Duluth Bargaining Update (June 3)

Today in our third bargaining session we greeted management with twice as many nurses as last week! Management’s reaction was to not show up on time. We had to bring our welcoming committee of nearly fifty nurses as well as family and community support to them! Our unity is showing and we need to keep it up for safe staffing and the best patient care.

Thoughts from Cindy Prout RN, MNA Chair, Saint Luke’s Hospital:

Management came in late and on the defensive and criticized our characterization of their proposals’ last week when I said they wanted nurses to be more flexible to fix their problems. This was a quote from me to what I believe was their message.  However, they did not say it wasn’t true!

For some of our staffing ratio proposals – which research has proven improves patient outcomes – they said that it was already in the staffing grid and matrix. They failed to agree to our staffing proposals today, however.

Some of the stories from the welcoming committee this morning were powerful. A .7 nurse said she had 32 hours of overtime in a pay period and she has chosen that FTE  for a reason.  Nurses are pushed to this point because we aren’t staffed to the level our patients need. The second part of the day was management explaining their process for staffing. We shared our staffing stories and felt as though they are beginning to listen to us. After today we believe the hospital may be willing to hear our stories. It is up to us now to tell them.

Thoughts from Kate Donovan, RN 7 West:

On the west side of St. Luke’s we are asked to flexible to the point where we do not have the registered nurses we need for the care our patients need and deserve. We are asked to do so much and there is no more room to give. We need specific nurse-to-patient ratios that will move us beyond providing the care we have time to give, to the care our patients need.

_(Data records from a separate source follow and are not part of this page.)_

PR #66, opened 2018-12-17
Make datastore access concurrent

tkashem:
* Make `datastore` access concurrent since there will be concurrent reader(s) and writer(s) of the underlying datastore.
* Store registry metadata that includes release information associated with each repository in remote registry so that we can determine if there is a new release.
* Add a new function 'OperatorSourceHasUpdate' that returns true if the operator source in remote registry has any update(s).

The above feature(s) are going to pave the way for `sync in cluster datastore cache with remote registry update(s)`.

### DIFF
--- a/pkg/datastore/datastore.go
+++ b/pkg/datastore/datastore.go
@@ -84,69 +84,6 @@ type Writer interface {
 	GetOperatorSource(opsrcUID types.UID) (spec *v1alpha1.OperatorSourceSpec, ok bool)
 }
 
-// operatorSourceRow is what gets stored in datastore after an OperatorSource CR
-// is reconciled.
-//
-// Every reconciled OperatorSource object has a corresponding operatorSourceRow
-// in datastore. The Writer interface accepts a raw operator manifest and
-// marshals it into this type before writing it to the underlying storage.
-type operatorSourceRow struct {
-	// We store the Spec associated with a given OperatorSource object. This is
-	// so that we can determine whether Spec for an existing operator source
-	// has been updated.
-	//
-	// We compare the Spec of the received OperatorSource object to the one
-	// in datastore.
-	Spec *v1alpha1.OperatorSourceSpec
-
-	// Operators is the collection of all single-operator manifest(s) associated
-	// with the underlying operator source.
-	// The package name is used to uniquely identify the operator manifest(s).
-	Operators map[string]*SingleOperatorManifest
-}
-
-// GetPackages returns the list of available package(s) associated with an
-// operator source.
-// An empty list is returned if there are no package(s).
-func (r *operatorSourceRow) GetPackages() []string {
-	packages := make([]string, 0)
-	for packageID, _ := range r.Operators {
-		packages = append(packages, packageID)
-	}
-
-	return packages
-}
-
-// operatorSourceRowMap is a map that holds a collection of operator source(s)
-// represented by operatorSourceRow.
-// The UID of an OperatorSource object is used as the key to uniquely identify
-// an operator source.
-type operatorSourceRowMap map[types.UID]*operatorSourceRow
-
-// GetAllPackages return a list of all package(s) available across all
-// operator source(s).
-func (m operatorSourceRowMap) GetAllPackages() []string {
-	packages := make([]string, 0)
-	for _, row := range m {
-		packages = append(packages, row.GetPackages()...)
-	}
-
-	return packages
-}
-
-// GetAllPackagesMap returns a collection of all available package(s) across all
-// operator sources in a map. Package name is used as the key to this map.
-func (m operatorSourceRowMap) GetAllPackagesMap() map[string]*SingleOperatorManifest {
-	packages := map[string]*SingleOperatorManifest{}
-	for _, row := range m {
-		for packageID, manifest := range row.Operators {
-			packages[packageID] = manifest
-		}
-	}
-
-	return packages
-}
-
 // memoryDatastore is an in-memory implementation of operator manifest datastore.
 // TODO: In future, it will be replaced by an indexable persistent datastore.
 type memoryDatastore struct {
--- a/pkg/datastore/datastore.go
+++ b/pkg/datastore/datastore.go
@@ -22,7 +22,7 @@ func init() {
 // New returns an instance of memoryDatastore.
 func New() *memoryDatastore {
 	return &memoryDatastore{
-		rows:    operatorSourceRowMap{},
+		rows:    newOperatorSourceRowMap(),
 		parser:  &manifestYAMLParser{},
 		walker:  &walker{},
 		bundler: &bundler{},
@@ -111,7 +111,7 @@ type Writer interface {
 // memoryDatastore is an in-memory implementation of operator manifest datastore.
 // TODO: In future, it will be replaced by an indexable persistent datastore.
 type memoryDatastore struct {
-	rows    operatorSourceRowMap
+	rows    *operatorSourceRowMap
 	parser  ManifestYAMLParser
 	walker  ManifestWalker
 	bundler Bundler
@@ -158,19 +158,7 @@ func (ds *memoryDatastore) Write(opsrc *v1alpha1.OperatorSource, rawManifests []
 		metadata[rawManifest.RegistryMetadata.Repository] = &rawManifest.RegistryMetadata
 	}
 
-	row := &operatorSourceRow{
-		OperatorSourceKey: OperatorSourceKey{
-			Name: types.NamespacedName{
-				Namespace: opsrc.GetNamespace(),
-				Name:      opsrc.GetName(),
-			},
-			Spec: &opsrc.Spec,
-		},
-		Operators: operators,
-		Metadata:  metadata,
-	}
-
-	ds.rows[opsrc.GetUID()] = row
+	ds.rows.Add(opsrc, metadata, operators)
 
 	return nil
 }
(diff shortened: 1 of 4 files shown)


pkg/datastore/row.go
```diff
@@ -0,0 +1,154 @@
...
+	return &operatorSourceRowMap{
+		Sources: map[types.UID]*operatorSourceRow{},
+	}
+}
+
+// OperatorSourceKey is what datastore uses to relate to an OperatorSource
+// object.
+type OperatorSourceKey struct {
+	// UID is the UID associated with the OperatorSource object.
+	UID types.UID
```
kevinrizza: Why do we save this field in the struct? If we are creating a map that uses this value as a key, isn't it enough that the map itself contains the key? Why store it here and then never reference the field?

tkashem: Good point, I think my next PR uses it. If you want I can remove it now and then add it back in the next PR.

kevinrizza: Yeah, I think it would make more sense that way.

aravindhp: I also don't understand why we need the `UID` and `NamespacedName`. Given that both are unique shouldn't only one of them be required?

pkg/datastore/datastore.go
```diff
@@ -166,13 +206,49 @@ func (ds *memoryDatastore) RemoveOperatorSource(uid types.UID) {
...
+func (ds *memoryDatastore) OperatorSourceHasUpdate(opsrcUID types.UID, metadata []*RegistryMetadata) (bool, error) {
+	// TODO: Return fine grained information that describes repository that
+	// was removed, added or has a new release.
+	row, exists := ds.rows[opsrcUID]
+	if !exists {
+		return false, fmt.Errorf("datastore has no record of the specified OperatorSource [%s]", opsrcUID)
+	}
+
+	// Right now we consider remote and local operator source to be same only
+	// when the following is true:
```
aravindhp: `are true`

aravindhp: On another note, it will be more useful to say what is the criteria for an `OperatorSource` to have an update.

pkg/datastore/datastore.go
```diff
@@ -166,13 +206,49 @@ func (ds *memoryDatastore) RemoveOperatorSource(uid types.UID) {
...
+	//  b. Each repository in remote has a corresponding local repository with
+	//     exactly the same release.
+
+	if len(row.Metadata) != len(metadata) {
+		return true, nil
+	}
+
+	for _, remote := range metadata {
+		if remote.Release == "" {
+			return false, fmt.Errorf("Release not specified for repository [%s]", remote.ID())
```
aravindhp: - Should this be `false`? Won't it be safer to update the `OperatorSource` as not having a version signifies a change in the version? 
- What about the scenario where the repository never had a version in the first place?

pkg/datastore/row.go
```diff
@@ -59,13 +67,70 @@ func (r *operatorSourceRow) GetPackages() []string {
 // represented by operatorSourceRow.
 // The UID of an OperatorSource object is used as the key to uniquely identify
 // an operator source.
-type operatorSourceRowMap map[types.UID]*operatorSourceRow
+type operatorSourceRowMap struct {
+	lock sync.RWMutex
```
aravindhp: Should we consider using a thread safe cache like `go-cache` at this point?

pkg/datastore/row.go
tkashem: datastore uses the UID in its methods and we need the namespaced name to query the object via the client. datastore can be changed to use the Namespaced name only, but I would leave it to a future refactor. 
@kevinrizza removed the UID from this PR, I will add it back the next.

pkg/datastore/row.go
tkashem: My use case does not go beyond that of a standard `map`, `go-cache` seems like an overkill.

pkg/datastore/datastore.go
tkashem: We should always have a release, I don't think we can push without specifying a release. I put it here as a defensive guard. `Not having a version` is treated as an error and hence I can't use it to indicate a change in version.

pkg/datastore/datastore.go
tkashem:
```
	//   New repositories added to the operator source.
	//   Repositories that have been removed from the operator source.
	//   Repositories that have a new version.
```
I already have it in the doc for `OperatorSourceHasUpdate` function. Is this what you were looking for?

pkg/datastore/datastore.go
```diff
@@ -81,7 +81,28 @@ type Writer interface {
...
 	// a Spec already exists. If no Spec is found then the function
 	// returns (nil, false).
-	GetOperatorSource(opsrcUID types.UID) (spec *v1alpha1.OperatorSourceSpec, ok bool)
+	GetOperatorSource(opsrcUID types.UID) (key *OperatorSourceKey, ok bool)
+
+	// OperatorSourceHasUpdate returns true if the operator source in remote
+	// registry specified in metadata has update(s) that need to be pulled.
+	//
+	// It's a rather rudimentary implementation, the function returns true if
+	// the remote registry has any update(s). It does not provide specific
```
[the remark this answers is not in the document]
tkashem: I clarified the doc.

pkg/datastore/datastore.go
```diff
@@ -81,7 +81,28 @@ type Writer interface {
 	// datastore uses the UID of the given OperatorSource object to check if
 	// a Spec already exists. If no Spec is found then the function
 	// returns (nil, false).
-	GetOperatorSource(opsrcUID types.UID) (spec *v1alpha1.OperatorSourceSpec, ok bool)
+	GetOperatorSource(opsrcUID types.UID) (key *OperatorSourceKey, ok bool)
+
+	// OperatorSourceHasUpdate returns true if the operator source in remote
+	// registry specified in metadata has update(s) that need to be pulled.
+	//
+	// It's a rather rudimentary implementation, the function returns true if
```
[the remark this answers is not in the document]
tkashem: I would like to leave it as is since I am trying to be consistent with the signature of a get from map (value, ok).

tkashem:
@aravindhp @kevinrizza addressed your feedback, take a look when you have time.

pkg/datastore/datastore.go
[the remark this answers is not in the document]
aravindhp: But the meaning of this in the context is different. It just so happens that you are using a map. That doesn't need to be exposed to the caller.

pkg/datastore/datastore.go
aravindhp: If it is there in the doc for that function, it can be repeated here. No reason of the reverse documentation.

pkg/datastore/row.go
aravindhp: For the record, `go-cache` is pretty light weight. There are other alternatives too. I would rather we not have our own cache implementation, so please add a story to replace this with an off the shelf library.

tkashem: Right now I don't see any use case(s) that goes beyond standard `map`. In the future if there are new use case(s) that warrant a cache library then we will look into it.

pkg/datastore/datastore.go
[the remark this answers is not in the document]
kevinrizza: I personally prefer the use of the `ok` variable name since it is very clear and easily readable as a standard.

pkg/datastore/row.go
kevinrizza: I tend to agree here. What value at the moment do we get from `go-cache` that we don't get here? I think a simple lock should suffice in this case

pkg/datastore/datastore.go
tkashem: The comments I put inside the function is to explain the `for loop`. I prefer not to repeat the entire doc of the function but if you think repeating it is useful then I can copy it.

aravindhp: I don't want it to be repeated. It just seems that you are restating the conditions in a negated fashion. Let me go through your next set of changes and see how it reads. I will comment if it needs any change.

pkg/datastore/row.go
aravindhp: At a minimum this should be a concurrent data structure. Otherwise we risk introducing code that directly accesses the cache without grabbing the lock. But I won't argue further about this.

pkg/datastore/datastore.go
```diff
@@ -166,13 +207,49 @@ func (ds *memoryDatastore) RemoveOperatorSource(uid types.UID) {
...
+
+func (ds *memoryDatastore) OperatorSourceHasUpdate(opsrcUID types.UID, metadata []*RegistryMetadata) (bool, error) {
+	// TODO: Return fine grained information that describes repository that
+	// was removed, added or has a new release.
+	row, exists := ds.rows[opsrcUID]
+	if !exists {
+		return false, fmt.Errorf("datastore has no record of the specified OperatorSource [%s]", opsrcUID)
+	}
+
+	// Right now we consider remote and local operator source to be same only
```
aravindhp: Not sure how useful this is. It is a repeat of what you have in the function description: `following event(s) indicate that a remote registry has been updated.`, whereas here you have it as when a remote registry has **not** been updated

pkg/datastore/row.go
tkashem: This PR addresses the issue of concurrency, we are adding locks to make it so.

aravindhp: And hence introducing a chance of accessing the datastore without grabbing the lock which won't happen if we use a thread safe cache or inherently concurrent data structure library. Like I said, I won't argue further about this.

pkg/datastore/datastore.go
tkashem: I removed it.

tkashem:
@kevinrizza @aravindhp I believe with this commit, all feedback has been addressed. Please take a look.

We have to put all of our energy into fixing staffing once and for all. It is clear that we do not agree on the way to fix our staffing with specific number of patients to a nurse. We have to show management that we are more united than ever as patient advocates for staffing levels that will allow us to be able to move forward from only providing the care we have time for to the care our patients need.

Thoughts from Pam Hyopponen, RN, Birthing Center:

I think ratios are important because it is beyond the staffing matrix and the grid. Ratios are concrete and enforceable and we need them to make St. Luke’s a place where nurses are proud to work and where we can provide the care we know how to give when we have enough nurses. Management said we need to let  them know up the chain of command. I don’t think they are getting the point. The nurses who have tried to use the chain of command haven’t gotten a good response. Why should we have to do this every day? The whole nurse group is tired of this, and it is enough.

Management said that they really needed to hear about our issues relating to staffing. This is crucial for every nurse to give at least one story to your Contract Action Team member or negotiating team member. They need to hear our stories and we have to fill them out.

We need you at SMDC’s next bargaining session, June 10th on the 3rd floor of the Tech Center at 0830-0900 to greet management for their next bargaining session because we support one another. We are Duluth Nurses! We are united, and we came out in big numbers this morning for our negotiations today!

June 16th is the next all nurse meeting at the Labor Temple, 2002 London Road, below the Reef Bar at four different times – 0800, 1330, 1600 and 2000. Parking is available in back. This meeting is very important – we will have had three negotiation sessions and will have a very good idea which direction bargaining is headed. We have to plan our next steps. It will be exactly 14 days until our current contract expires! RSVP right here on this blog in the comments section!